### PROMPT:
Report every line below that has the string "introduction" in it.

### MATERIAL FOR THE TASK:
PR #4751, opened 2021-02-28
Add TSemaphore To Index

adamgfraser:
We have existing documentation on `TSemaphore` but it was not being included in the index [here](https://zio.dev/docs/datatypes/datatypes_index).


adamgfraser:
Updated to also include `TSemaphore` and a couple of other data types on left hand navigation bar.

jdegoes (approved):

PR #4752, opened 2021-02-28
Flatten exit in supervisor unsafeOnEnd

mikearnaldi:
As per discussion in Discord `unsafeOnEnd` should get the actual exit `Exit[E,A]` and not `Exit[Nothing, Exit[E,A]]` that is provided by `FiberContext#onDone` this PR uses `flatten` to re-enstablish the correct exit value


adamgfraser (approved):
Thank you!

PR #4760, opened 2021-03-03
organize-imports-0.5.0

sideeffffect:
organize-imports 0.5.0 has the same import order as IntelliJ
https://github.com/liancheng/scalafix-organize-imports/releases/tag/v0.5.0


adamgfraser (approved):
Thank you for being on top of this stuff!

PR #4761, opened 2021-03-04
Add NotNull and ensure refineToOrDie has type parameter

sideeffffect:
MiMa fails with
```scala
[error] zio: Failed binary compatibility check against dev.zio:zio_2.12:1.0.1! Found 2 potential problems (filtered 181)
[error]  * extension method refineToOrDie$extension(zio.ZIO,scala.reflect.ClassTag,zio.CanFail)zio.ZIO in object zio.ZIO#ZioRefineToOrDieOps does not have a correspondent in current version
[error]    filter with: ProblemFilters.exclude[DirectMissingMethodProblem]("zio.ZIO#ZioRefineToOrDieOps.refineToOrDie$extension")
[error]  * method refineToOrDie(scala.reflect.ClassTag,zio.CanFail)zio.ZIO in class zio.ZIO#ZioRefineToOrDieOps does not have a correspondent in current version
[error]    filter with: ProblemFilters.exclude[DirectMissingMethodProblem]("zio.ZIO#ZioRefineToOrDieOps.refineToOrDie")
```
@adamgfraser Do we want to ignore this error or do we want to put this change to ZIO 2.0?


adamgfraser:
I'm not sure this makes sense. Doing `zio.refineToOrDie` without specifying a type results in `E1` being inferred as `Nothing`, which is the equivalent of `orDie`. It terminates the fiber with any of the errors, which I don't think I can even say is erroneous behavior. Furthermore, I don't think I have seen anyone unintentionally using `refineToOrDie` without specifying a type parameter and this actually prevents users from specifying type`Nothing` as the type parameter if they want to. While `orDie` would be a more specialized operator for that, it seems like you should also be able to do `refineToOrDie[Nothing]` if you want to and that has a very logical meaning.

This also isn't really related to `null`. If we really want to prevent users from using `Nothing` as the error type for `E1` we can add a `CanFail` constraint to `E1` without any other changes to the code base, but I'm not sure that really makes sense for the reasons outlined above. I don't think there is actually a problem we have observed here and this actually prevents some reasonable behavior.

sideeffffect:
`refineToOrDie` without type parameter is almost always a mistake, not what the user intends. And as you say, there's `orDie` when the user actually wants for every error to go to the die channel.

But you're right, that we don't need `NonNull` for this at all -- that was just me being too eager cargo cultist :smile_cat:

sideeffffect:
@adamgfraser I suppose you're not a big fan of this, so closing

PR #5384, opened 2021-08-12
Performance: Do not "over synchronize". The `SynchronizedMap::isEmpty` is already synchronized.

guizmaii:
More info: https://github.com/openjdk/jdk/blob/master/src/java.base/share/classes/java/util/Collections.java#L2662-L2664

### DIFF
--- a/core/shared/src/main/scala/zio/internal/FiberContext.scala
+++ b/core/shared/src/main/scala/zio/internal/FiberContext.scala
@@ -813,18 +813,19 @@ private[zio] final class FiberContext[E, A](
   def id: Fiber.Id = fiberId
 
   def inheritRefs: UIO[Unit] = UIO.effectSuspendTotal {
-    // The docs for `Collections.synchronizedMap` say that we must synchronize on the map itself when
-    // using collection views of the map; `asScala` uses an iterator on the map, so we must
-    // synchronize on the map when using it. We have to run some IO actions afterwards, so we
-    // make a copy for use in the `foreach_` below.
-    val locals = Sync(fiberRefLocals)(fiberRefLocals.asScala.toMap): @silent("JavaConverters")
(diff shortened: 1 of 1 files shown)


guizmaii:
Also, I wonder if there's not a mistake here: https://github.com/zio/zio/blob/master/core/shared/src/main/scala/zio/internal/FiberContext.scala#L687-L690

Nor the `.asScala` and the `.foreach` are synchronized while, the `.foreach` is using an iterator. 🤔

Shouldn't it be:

* * *

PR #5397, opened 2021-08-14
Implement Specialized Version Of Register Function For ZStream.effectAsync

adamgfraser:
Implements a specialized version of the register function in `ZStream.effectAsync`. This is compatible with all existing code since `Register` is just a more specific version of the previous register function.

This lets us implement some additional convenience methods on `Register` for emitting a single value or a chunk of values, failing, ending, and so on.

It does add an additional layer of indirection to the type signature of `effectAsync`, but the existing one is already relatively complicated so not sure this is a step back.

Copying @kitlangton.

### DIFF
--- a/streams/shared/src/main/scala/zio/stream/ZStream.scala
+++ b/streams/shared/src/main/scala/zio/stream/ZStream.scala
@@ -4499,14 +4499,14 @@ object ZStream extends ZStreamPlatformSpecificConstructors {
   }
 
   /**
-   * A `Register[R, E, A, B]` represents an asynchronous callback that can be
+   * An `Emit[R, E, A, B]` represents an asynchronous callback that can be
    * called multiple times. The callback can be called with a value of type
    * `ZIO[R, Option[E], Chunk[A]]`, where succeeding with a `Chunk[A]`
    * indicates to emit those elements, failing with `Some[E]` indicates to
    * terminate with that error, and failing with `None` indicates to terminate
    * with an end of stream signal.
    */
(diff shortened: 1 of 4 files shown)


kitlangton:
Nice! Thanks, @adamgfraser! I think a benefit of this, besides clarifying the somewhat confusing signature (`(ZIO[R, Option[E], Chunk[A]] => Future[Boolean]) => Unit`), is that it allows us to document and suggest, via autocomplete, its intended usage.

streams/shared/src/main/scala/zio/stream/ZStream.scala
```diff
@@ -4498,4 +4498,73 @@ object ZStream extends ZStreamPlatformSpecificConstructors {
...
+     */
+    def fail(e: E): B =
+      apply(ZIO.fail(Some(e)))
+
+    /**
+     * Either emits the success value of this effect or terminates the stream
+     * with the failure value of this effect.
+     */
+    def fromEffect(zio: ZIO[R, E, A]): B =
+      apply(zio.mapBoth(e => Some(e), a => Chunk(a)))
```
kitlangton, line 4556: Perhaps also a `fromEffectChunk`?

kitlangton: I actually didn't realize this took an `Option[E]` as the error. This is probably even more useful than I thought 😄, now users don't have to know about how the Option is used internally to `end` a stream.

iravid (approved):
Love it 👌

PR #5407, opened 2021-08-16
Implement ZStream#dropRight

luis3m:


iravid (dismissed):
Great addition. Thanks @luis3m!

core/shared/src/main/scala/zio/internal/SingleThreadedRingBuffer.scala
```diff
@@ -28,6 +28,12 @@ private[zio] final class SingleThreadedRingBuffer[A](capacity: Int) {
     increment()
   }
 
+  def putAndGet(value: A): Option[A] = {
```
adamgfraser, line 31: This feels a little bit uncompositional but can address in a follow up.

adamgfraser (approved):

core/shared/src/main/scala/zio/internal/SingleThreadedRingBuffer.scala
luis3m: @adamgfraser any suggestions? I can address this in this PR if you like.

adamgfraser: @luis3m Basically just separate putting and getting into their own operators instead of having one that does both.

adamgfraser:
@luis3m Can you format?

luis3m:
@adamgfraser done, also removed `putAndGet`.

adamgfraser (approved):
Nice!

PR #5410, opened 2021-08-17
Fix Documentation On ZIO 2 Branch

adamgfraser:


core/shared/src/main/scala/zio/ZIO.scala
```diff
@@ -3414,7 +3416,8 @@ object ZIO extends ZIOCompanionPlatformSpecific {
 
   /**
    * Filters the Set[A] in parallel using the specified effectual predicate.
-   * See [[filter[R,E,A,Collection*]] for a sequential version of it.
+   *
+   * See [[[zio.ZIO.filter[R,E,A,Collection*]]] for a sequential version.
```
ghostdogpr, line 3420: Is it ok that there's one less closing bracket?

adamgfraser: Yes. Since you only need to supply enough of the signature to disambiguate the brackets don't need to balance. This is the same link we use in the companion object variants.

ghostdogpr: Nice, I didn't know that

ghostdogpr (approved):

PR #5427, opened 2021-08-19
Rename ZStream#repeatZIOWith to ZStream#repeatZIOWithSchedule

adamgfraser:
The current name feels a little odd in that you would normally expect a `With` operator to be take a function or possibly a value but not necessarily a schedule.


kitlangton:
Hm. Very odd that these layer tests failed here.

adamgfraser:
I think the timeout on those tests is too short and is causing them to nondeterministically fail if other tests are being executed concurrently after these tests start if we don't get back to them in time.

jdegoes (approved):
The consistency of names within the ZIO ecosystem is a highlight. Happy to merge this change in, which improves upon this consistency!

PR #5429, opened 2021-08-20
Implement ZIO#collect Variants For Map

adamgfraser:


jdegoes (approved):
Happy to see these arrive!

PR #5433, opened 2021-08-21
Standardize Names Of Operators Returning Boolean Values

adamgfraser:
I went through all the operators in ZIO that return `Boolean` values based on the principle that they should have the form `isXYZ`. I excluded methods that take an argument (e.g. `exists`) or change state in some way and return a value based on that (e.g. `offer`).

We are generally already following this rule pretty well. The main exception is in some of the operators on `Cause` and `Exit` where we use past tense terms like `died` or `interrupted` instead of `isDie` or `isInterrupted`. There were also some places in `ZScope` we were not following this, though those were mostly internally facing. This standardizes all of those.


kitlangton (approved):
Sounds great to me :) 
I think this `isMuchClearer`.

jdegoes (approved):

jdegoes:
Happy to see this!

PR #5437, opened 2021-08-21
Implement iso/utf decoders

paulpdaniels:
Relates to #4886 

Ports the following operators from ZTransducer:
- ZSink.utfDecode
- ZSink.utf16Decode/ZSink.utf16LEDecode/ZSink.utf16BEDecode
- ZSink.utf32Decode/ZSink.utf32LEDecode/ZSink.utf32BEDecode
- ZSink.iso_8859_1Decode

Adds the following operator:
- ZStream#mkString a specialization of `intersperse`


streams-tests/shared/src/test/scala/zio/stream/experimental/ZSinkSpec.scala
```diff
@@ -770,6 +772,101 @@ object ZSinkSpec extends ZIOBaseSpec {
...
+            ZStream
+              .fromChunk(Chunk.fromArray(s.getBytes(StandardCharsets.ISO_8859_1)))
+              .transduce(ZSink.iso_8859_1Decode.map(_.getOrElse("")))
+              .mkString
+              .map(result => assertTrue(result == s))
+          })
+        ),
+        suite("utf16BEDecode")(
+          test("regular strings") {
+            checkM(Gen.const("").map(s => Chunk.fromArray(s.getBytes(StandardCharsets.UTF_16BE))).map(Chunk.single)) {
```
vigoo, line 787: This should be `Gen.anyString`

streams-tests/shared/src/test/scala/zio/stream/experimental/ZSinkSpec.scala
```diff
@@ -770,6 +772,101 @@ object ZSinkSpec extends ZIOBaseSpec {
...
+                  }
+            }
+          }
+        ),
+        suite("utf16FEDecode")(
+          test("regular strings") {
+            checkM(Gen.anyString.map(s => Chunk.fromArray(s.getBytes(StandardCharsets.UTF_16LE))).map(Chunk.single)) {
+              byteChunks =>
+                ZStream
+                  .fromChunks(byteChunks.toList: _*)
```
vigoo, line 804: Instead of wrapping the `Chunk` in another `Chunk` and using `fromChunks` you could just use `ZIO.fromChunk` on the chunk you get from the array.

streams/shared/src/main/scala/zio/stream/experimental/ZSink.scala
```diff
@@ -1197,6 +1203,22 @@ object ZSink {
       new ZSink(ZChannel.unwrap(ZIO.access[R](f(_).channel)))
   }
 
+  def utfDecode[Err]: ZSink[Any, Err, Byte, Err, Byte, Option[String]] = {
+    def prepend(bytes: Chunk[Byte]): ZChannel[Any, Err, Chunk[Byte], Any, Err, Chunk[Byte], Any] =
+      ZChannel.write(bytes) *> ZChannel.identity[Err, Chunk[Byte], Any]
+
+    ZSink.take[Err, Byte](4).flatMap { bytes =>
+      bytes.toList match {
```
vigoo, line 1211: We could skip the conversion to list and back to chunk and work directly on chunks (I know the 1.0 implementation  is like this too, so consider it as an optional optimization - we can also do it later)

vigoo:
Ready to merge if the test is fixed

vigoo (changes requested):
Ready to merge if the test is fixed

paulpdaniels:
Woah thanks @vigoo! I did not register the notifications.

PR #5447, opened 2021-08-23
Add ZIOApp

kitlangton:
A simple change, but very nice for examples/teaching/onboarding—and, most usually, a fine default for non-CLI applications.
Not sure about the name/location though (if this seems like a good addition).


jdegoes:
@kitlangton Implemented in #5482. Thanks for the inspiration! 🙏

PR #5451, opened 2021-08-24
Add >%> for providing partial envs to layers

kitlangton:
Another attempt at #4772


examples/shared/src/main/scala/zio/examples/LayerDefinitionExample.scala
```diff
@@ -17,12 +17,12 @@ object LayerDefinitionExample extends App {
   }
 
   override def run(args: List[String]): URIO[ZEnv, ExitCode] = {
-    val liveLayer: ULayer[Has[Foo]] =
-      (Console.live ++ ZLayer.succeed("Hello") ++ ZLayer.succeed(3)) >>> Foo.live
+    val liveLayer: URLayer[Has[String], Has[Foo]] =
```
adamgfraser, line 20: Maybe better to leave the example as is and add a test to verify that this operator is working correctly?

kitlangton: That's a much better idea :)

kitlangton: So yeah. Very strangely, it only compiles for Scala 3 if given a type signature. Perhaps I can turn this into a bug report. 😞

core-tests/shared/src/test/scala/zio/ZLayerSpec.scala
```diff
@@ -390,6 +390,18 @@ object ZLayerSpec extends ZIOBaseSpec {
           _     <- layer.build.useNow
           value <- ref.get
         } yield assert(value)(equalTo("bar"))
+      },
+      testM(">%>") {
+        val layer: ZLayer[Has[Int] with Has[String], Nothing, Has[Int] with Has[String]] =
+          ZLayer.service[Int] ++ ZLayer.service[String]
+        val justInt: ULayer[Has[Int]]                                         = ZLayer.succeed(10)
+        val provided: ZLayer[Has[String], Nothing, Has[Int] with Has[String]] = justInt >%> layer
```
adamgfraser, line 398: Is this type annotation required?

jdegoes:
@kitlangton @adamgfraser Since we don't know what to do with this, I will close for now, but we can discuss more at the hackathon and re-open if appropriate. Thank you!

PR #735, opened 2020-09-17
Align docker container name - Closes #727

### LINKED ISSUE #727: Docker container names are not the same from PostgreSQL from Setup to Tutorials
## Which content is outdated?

---

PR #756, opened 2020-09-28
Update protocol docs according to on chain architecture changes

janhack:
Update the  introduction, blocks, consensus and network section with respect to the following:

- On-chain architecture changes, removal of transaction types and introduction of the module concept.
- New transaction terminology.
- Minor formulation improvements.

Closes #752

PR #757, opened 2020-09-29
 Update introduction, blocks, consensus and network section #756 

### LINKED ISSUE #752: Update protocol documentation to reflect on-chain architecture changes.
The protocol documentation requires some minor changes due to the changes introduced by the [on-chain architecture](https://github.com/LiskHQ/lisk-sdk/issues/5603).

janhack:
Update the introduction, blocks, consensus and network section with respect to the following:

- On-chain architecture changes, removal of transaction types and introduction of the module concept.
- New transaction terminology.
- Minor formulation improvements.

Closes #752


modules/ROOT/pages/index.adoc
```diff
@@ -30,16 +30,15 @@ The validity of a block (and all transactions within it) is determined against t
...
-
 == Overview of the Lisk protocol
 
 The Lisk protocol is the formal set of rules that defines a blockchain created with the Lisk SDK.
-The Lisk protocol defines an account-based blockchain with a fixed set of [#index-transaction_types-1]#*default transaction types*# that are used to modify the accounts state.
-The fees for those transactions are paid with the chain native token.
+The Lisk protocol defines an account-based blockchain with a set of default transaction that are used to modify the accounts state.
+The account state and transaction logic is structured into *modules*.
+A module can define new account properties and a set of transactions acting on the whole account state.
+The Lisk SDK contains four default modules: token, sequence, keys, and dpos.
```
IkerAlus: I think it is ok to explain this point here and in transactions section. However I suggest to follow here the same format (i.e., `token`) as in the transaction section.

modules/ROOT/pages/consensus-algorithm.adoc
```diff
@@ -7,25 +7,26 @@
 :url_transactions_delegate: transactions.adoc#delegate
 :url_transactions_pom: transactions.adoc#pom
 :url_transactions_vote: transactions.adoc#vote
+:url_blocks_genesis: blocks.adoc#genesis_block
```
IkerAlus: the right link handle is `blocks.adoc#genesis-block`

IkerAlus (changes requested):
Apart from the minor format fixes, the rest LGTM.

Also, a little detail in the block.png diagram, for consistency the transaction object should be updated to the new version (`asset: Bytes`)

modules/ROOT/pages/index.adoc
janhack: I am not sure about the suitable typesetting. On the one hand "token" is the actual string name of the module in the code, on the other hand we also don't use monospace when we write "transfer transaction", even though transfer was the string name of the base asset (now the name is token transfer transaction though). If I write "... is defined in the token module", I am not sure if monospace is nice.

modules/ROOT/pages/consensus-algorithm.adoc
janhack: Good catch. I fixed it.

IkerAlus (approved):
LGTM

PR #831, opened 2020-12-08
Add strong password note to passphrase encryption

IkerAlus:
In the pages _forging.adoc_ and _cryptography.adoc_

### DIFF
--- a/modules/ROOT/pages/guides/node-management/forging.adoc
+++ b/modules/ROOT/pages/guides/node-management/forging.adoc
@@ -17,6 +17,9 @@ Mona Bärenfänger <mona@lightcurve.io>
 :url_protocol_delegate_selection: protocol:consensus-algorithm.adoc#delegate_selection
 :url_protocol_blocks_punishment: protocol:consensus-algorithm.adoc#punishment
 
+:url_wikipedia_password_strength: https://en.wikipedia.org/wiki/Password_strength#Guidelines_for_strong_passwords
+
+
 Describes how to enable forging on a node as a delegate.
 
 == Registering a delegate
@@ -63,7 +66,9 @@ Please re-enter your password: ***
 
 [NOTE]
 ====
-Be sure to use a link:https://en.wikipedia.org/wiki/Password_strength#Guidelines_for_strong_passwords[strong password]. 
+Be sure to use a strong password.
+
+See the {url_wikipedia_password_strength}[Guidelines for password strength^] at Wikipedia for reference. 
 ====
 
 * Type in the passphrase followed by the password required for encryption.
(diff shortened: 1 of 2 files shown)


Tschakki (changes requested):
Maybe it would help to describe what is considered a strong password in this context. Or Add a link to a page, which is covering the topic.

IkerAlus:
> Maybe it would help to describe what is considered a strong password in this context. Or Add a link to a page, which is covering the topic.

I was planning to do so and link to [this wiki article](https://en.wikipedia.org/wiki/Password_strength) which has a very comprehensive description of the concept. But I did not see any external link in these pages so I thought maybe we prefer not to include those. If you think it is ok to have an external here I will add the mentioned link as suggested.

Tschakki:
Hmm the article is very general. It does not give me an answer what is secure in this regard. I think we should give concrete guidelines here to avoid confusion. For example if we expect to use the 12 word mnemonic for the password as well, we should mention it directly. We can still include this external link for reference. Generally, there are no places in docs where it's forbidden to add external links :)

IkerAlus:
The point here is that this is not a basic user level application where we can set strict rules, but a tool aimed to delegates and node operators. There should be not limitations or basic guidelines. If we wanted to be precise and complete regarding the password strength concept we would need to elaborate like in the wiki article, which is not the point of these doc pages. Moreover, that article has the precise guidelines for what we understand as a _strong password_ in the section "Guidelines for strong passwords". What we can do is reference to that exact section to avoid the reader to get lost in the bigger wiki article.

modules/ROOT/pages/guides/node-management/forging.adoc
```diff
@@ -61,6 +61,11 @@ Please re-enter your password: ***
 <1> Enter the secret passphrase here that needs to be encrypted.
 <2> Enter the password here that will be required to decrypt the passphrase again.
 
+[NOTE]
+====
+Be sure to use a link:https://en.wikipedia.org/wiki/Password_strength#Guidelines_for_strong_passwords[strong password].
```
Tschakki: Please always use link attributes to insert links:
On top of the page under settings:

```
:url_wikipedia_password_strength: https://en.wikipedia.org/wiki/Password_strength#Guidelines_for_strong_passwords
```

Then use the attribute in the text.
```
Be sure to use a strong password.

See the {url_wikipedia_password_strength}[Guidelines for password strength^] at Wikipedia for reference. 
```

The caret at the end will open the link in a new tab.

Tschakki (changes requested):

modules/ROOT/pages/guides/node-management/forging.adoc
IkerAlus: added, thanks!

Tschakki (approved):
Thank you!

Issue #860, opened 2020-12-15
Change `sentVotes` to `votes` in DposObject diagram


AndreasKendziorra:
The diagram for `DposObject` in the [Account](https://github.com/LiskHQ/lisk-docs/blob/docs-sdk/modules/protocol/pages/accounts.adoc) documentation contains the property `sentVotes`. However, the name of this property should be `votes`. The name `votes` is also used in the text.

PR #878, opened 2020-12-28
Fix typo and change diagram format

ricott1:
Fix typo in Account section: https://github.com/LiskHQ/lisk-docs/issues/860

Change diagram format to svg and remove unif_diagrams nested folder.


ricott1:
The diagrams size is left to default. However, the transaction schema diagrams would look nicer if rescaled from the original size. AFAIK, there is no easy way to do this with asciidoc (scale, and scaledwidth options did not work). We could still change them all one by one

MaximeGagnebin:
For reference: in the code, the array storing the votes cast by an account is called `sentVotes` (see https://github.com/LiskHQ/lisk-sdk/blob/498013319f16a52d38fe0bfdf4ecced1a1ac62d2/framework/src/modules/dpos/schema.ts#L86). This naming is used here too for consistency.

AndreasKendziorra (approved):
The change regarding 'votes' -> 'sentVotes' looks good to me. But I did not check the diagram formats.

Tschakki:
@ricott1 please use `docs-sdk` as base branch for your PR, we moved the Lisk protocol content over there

### EXERCISE RESPONSE:
Update the  introduction, blocks, consensus and network section with respect to the following:
- On-chain architecture changes, removal of transaction types and introduction of the module concept.
 Update introduction, blocks, consensus and network section #756 
Update the introduction, blocks, consensus and network section with respect to the following:
- On-chain architecture changes, removal of transaction types and introduction of the module concept.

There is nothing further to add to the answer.